##### Data

PR #554, opened 2019-02-15
Make projection to use event's type to define & run handlers

mpraglowski:


ruby_event_store/lib/ruby_event_store/projection.rb
```diff
@@ -42,7 +42,7 @@ def current_state
     end
 
     def call(event)
-      handlers.fetch(event.class).(current_state, event)
+      handlers.fetch(event.type).(current_state, event)
```
pawelpacana: 👍

ruby_event_store/lib/ruby_event_store/projection.rb
```diff
@@ -27,7 +27,7 @@ def init(handler)
 
     def when(events, handler)
       Array(events).each do |event|
-        handlers[event] = handler
+        handlers[event.to_s] = handler
```
pawelpacana: why `to_s`?

ruby_event_store/lib/ruby_event_store/projection.rb
```diff
@@ -85,7 +85,7 @@ def start_events(start)
     end
 
     def transition(state, event)
-      handlers[event.class].(state, event)
+      handlers[event.type].(state, event)
```
pawelpacana: why no `fetch` here?

ruby_event_store/lib/ruby_event_store/projection.rb
mpraglowski: Because I still want to setup projection with:

```
...
.when(SomeEventClass, -> { ... })
```

paneq: What syntax do you imagine with `Proto`

ruby_event_store/lib/ruby_event_store/projection.rb
mpraglowski: Good question - but should it be? or maybe we want to ignore events for which there is no defined handlers?

Currently when you do not specify any stream to process projection works on all events in all streams (`reduce_from_all_streams` method). Current implementation forces you to provide handlers for all domain event types :( Good luck on some production systems with reasonable number of domain events ;)

ruby_event_store/lib/ruby_event_store/projection.rb
mpraglowski: AFAIK `Proto` implements `type` - so you could use anything that matches Proto's events types.

mpraglowski: We could not use `event.class` anymore as we want to allow use self defined Event base classes.

ruby_event_store/lib/ruby_event_store/projection.rb
mpraglowski:
```
      @handlers = Hash.new { ->(_, _) {} }
```

That's why it's not fetch. I was wrong ... no need to define all kind of events - I've missed that.
`handlers[event.type]` for not existing event type will return "empty" lambda.

ruby_event_store/lib/ruby_event_store/projection.rb
pawelpacana: `to_s` actually allows Proto to be used here

PR #556, opened 2019-02-22
non-uuid positions are no more

pawelpacana:


ruby_event_store/lib/ruby_event_store/specification.rb
```diff
@@ -45,18 +45,11 @@ def from(start)
     # Limits the query to events before or after another event.
     # {http://railseventstore.org/docs/read/ Find out more}.
     #
-    # @param start [:end, String] id of event to start reading from.
-    #   :end can mean the end or beginning of the stream, depending on the
-    #   #direction
+    # @param start [String] id of event to start reading from.
```
pawelpacana: _to start reading from_?

PR #563, opened 2019-03-13
Ruby 2.3 EOL

pawelpacana:
https://www.ruby-lang.org/en/downloads/branches/


pawelpacana:
Failure independent of PR. I need to address it anyway from `master`.

PR #564, opened 2019-03-14
Event type remapped

mpraglowski:
Event builder instead of hash with class remapping


paneq:
Long time, no see :) 

* Don't you think that if you need custom `event_builder` then you should just substitute the whole mapper instead?
* `TypeToClass` should not be in `Mappers` namespace as it is not a mapper, it's a dependency of some mappers

pawelpacana:
> I was reviewing the encryption mapper implementation yesterday and saw its using get_const instead of allowing remapping as well

The only reason for that was it originated from a codebase where remapping is not used that way. I'd accept addition of remapping there.

joelvh:
There was another thread recently  about how to configure remappings. I think it is something that should be standard in mappers or have it in a pipeline. (What's the state of pipelines? 😄)

mpraglowski:
> What's the state of pipelines? 

Maybe this is better approach here - the pipeline could be collection of transformation classes implementing:

```
  dump: f(SerializedRecord) -> SerializedRecord
  load: f(SerializedRecord) -> SerializedRecord
```

and a single builder class where methods will be slightly different:

```
  dump: f(DomainEvent) -> SerializedRecord
  load: f(SerializedRecord) -> DomainEvent
```

and the mapping pipeline could be build by:

```
RubyeEventStore::MappingPipeline.new(
  mapper: DefaultMapper.new,
  transformations: [Encrypt.new, RemapEventType.new, DoAnythingYouWantHere.new, ...]
)
```

mpraglowski:
Maybe `SerializedRecord` won't be a good fit to transform data during transformations - as `data` & `metadata` will be already serialized to to YAML/JSON/...

We probably need another class here, similar to `SerializedRecord` but with `data` & `metadata` not transformed to serialization format yet.

So transformations should work on the new class:

```
dump: f(NamingIsHardRecord) -> NamingIsHardRecord
load: f(NamingIsHardRecord) -> NamingIsHardRecord
```

and we will need 2 mapper classes that implement:

```
dump: f(DomainEvent) -> NamingIsHardRecord
load: f(NamingIsHardRecord) -> DomainEvent
```


```
dump: f(NamingIsHardRecord) -> SerializedRecord
load: f(SerializedRecord) -> NamingIsHardRecord
```

so the complete pipeline could be initialised as:

```
RubyeEventStore::Mappers::Pipeline.new([
  DomainEventMapper.new,
  Encrypt.new,
  RemapEventType.new,
  DoAnythingYouWantHere.new,
  ...,
  SerializedRecordMapper.new,
])
```

and current implementations could be replaced by:

```
RubyeEventStore::Mappers::DefaultMapper = RubyeEventStore::Mappers::Pipeline.new([
  DomainEventMapper.new,
  SerializedRecordMapper.new,
])

RubyeEventStore::Mappers::EncryptionMapper = RubyeEventStore::Mappers::Pipeline.new([
  DomainEventMapper.new,
  Encryption.new(...),
  SerializedRecordMapper.new,
])

RubyeEventStore::Mappers::Protobuf = RubyeEventStore::Mappers::Pipeline.new([
  DomainEventProtobufMapper.new,
  SerializedRecordMapper.new,
])
```

joelvh:
Could you create a diagram of how the conversions currently happen end-to-end? I think that would be a huge help to keep the proper mental model in mind as we attempt the pipelines.

mpraglowski:
Let's talk in code ;) https://github.com/RailsEventStore/rails_event_store/pull/572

##########

In the entries above, find each line that has the word "DoAnythingYouWantHere". Copy it.

  transformations: [Encrypt.new, RemapEventType.new, DoAnythingYouWantHere.new, ...]
  DoAnythingYouWantHere.new,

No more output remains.